PR #1106, opened 2025-04-17
fix(builder): fix sender balance tracking to capture funding events

dancoombs:
## Proposed Changes

  - Fixes a bug in `bundle_sender` where its view of its own balance becomes stale after a funding event. Prior to this change, it would only be notified of a balance change if its own nonce changed. This doesn't handle funding events.
  - The fix is to add an address update for every tracked address on every new block. This adds one new always-performed parallel call to the chain tracking logic.
  - Address update now has an optional nonce indicating that it nonce changed, else None.

### DIFF
--- a/crates/builder/src/bundle_sender.rs
+++ b/crates/builder/src/bundle_sender.rs
@@ -13,7 +13,7 @@
 
 use std::{pin::Pin, sync::Arc, time::Duration};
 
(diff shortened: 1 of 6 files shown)


andysim3d (dismissed):

0xfourzerofour (dismissed):
🚢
+-------+
Aim of the task -
Through the final line of the listing, beginning at the line that contains "- Address update", every line is to be set down exactly, with no others.

Solution to this task -
  - Address update now has an optional nonce indicating that it nonce changed, else None.

### DIFF
--- a/crates/builder/src/bundle_sender.rs
+++ b/crates/builder/src/bundle_sender.rs
@@ -13,7 +13,7 @@
 
 use std::{pin::Pin, sync::Arc, time::Duration};
 
(diff shortened: 1 of 6 files shown)


andysim3d (dismissed):

0xfourzerofour (dismissed):
🚢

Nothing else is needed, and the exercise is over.